Your task is to restate the data word for word.

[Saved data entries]
•••••

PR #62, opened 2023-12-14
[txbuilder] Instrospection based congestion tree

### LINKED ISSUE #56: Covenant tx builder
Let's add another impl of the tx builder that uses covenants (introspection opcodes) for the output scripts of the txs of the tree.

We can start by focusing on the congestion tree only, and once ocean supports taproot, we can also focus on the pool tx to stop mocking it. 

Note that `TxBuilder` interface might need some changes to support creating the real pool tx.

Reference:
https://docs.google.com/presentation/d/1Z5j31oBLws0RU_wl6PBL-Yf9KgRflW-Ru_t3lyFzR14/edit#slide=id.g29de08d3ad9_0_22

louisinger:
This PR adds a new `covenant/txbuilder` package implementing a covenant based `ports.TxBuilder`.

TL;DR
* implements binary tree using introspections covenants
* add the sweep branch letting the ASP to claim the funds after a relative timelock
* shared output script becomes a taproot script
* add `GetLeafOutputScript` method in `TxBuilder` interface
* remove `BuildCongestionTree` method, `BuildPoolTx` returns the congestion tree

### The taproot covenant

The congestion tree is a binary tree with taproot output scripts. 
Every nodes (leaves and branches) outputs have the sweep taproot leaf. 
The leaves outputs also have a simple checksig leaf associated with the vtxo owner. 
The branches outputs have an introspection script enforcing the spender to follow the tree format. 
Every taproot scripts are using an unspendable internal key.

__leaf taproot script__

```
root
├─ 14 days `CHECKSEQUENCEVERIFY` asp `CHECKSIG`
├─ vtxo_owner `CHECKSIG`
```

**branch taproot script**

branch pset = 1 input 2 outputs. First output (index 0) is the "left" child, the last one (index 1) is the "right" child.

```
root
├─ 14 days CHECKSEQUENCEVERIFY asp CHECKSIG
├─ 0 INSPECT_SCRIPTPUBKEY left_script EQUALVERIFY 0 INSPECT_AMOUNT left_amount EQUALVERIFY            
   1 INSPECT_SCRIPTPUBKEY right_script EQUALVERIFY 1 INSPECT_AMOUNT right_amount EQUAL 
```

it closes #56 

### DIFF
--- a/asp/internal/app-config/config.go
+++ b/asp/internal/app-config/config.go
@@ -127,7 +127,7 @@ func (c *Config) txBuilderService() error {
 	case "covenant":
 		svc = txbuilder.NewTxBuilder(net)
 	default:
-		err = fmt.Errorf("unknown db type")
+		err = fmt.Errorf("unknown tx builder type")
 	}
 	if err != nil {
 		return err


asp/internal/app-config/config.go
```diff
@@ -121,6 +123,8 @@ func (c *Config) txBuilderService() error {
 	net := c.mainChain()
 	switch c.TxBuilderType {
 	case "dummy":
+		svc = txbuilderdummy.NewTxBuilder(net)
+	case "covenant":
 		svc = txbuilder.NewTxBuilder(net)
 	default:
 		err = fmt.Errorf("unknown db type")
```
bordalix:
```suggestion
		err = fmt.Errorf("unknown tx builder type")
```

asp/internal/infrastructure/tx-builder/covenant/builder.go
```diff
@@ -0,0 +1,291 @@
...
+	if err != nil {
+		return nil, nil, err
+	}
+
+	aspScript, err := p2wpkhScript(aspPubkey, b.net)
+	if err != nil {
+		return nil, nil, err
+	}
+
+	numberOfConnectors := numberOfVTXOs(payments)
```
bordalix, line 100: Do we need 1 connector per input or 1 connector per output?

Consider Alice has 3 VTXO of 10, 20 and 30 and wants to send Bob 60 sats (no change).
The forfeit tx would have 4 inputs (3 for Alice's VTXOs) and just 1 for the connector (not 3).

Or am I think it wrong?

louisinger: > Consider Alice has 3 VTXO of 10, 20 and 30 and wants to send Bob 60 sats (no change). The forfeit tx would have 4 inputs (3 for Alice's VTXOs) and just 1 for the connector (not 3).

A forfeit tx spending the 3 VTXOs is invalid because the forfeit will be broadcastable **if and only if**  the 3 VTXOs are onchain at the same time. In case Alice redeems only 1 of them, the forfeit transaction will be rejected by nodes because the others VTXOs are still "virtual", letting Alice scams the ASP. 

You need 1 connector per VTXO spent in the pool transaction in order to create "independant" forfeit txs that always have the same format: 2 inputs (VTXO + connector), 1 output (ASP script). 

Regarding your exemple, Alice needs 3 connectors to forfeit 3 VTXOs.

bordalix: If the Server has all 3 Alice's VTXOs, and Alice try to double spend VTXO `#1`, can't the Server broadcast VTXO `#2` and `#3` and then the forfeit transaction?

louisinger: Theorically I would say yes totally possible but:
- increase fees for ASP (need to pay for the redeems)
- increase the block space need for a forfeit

•••••

◆ Answer:
PR #62, opened 2023-12-14
[txbuilder] Instrospection based congestion tree

### LINKED ISSUE #56: Covenant tx builder
Let's add another impl of the tx builder that uses covenants (introspection opcodes) for the output scripts of the txs of the tree.

We can start by focusing on the congestion tree only, and once ocean supports taproot, we can also focus on the pool tx to stop mocking it. 

Note that `TxBuilder` interface might need some changes to support creating the real pool tx.

Reference:
https://docs.google.com/presentation/d/1Z5j31oBLws0RU_wl6PBL-Yf9KgRflW-Ru_t3lyFzR14/edit#slide=id.g29de08d3ad9_0_22

louisinger:
This PR adds a new `covenant/txbuilder` package implementing a covenant based `ports.TxBuilder`.

TL;DR
* implements binary tree using introspections covenants
* add the sweep branch letting the ASP to claim the funds after a relative timelock
* shared output script becomes a taproot script
* add `GetLeafOutputScript` method in `TxBuilder` interface
* remove `BuildCongestionTree` method, `BuildPoolTx` returns the congestion tree

### The taproot covenant

The congestion tree is a binary tree with taproot output scripts. 
Every nodes (leaves and branches) outputs have the sweep taproot leaf. 
The leaves outputs also have a simple checksig leaf associated with the vtxo owner. 
The branches outputs have an introspection script enforcing the spender to follow the tree format. 
Every taproot scripts are using an unspendable internal key.

__leaf taproot script__

```
root
├─ 14 days `CHECKSEQUENCEVERIFY` asp `CHECKSIG`
├─ vtxo_owner `CHECKSIG`
```

**branch taproot script**

branch pset = 1 input 2 outputs. First output (index 0) is the "left" child, the last one (index 1) is the "right" child.

```
root
├─ 14 days CHECKSEQUENCEVERIFY asp CHECKSIG
├─ 0 INSPECT_SCRIPTPUBKEY left_script EQUALVERIFY 0 INSPECT_AMOUNT left_amount EQUALVERIFY            
   1 INSPECT_SCRIPTPUBKEY right_script EQUALVERIFY 1 INSPECT_AMOUNT right_amount EQUAL 
```

it closes #56 

### DIFF
--- a/asp/internal/app-config/config.go
+++ b/asp/internal/app-config/config.go
@@ -127,7 +127,7 @@ func (c *Config) txBuilderService() error {
 	case "covenant":
 		svc = txbuilder.NewTxBuilder(net)
 	default:
-		err = fmt.Errorf("unknown db type")
+		err = fmt.Errorf("unknown tx builder type")
 	}
 	if err != nil {
 		return err


asp/internal/app-config/config.go
```diff
@@ -121,6 +123,8 @@ func (c *Config) txBuilderService() error {
 	net := c.mainChain()
 	switch c.TxBuilderType {
 	case "dummy":
+		svc = txbuilderdummy.NewTxBuilder(net)
+	case "covenant":
 		svc = txbuilder.NewTxBuilder(net)
 	default:
 		err = fmt.Errorf("unknown db type")
```
bordalix:
```suggestion
		err = fmt.Errorf("unknown tx builder type")
```

asp/internal/infrastructure/tx-builder/covenant/builder.go
```diff
@@ -0,0 +1,291 @@
...
+	if err != nil {
+		return nil, nil, err
+	}
+
+	aspScript, err := p2wpkhScript(aspPubkey, b.net)
+	if err != nil {
+		return nil, nil, err
+	}
+
+	numberOfConnectors := numberOfVTXOs(payments)
```
bordalix, line 100: Do we need 1 connector per input or 1 connector per output?

Consider Alice has 3 VTXO of 10, 20 and 30 and wants to send Bob 60 sats (no change).
The forfeit tx would have 4 inputs (3 for Alice's VTXOs) and just 1 for the connector (not 3).

Or am I think it wrong?

louisinger: > Consider Alice has 3 VTXO of 10, 20 and 30 and wants to send Bob 60 sats (no change). The forfeit tx would have 4 inputs (3 for Alice's VTXOs) and just 1 for the connector (not 3).

A forfeit tx spending the 3 VTXOs is invalid because the forfeit will be broadcastable **if and only if**  the 3 VTXOs are onchain at the same time. In case Alice redeems only 1 of them, the forfeit transaction will be rejected by nodes because the others VTXOs are still "virtual", letting Alice scams the ASP. 

You need 1 connector per VTXO spent in the pool transaction in order to create "independant" forfeit txs that always have the same format: 2 inputs (VTXO + connector), 1 output (ASP script). 

Regarding your exemple, Alice needs 3 connectors to forfeit 3 VTXOs.

bordalix: If the Server has all 3 Alice's VTXOs, and Alice try to double spend VTXO `#1`, can't the Server broadcast VTXO `#2` and `#3` and then the forfeit transaction?

louisinger: Theorically I would say yes totally possible but:
- increase fees for ASP (need to pay for the redeems)
- increase the block space need for a forfeit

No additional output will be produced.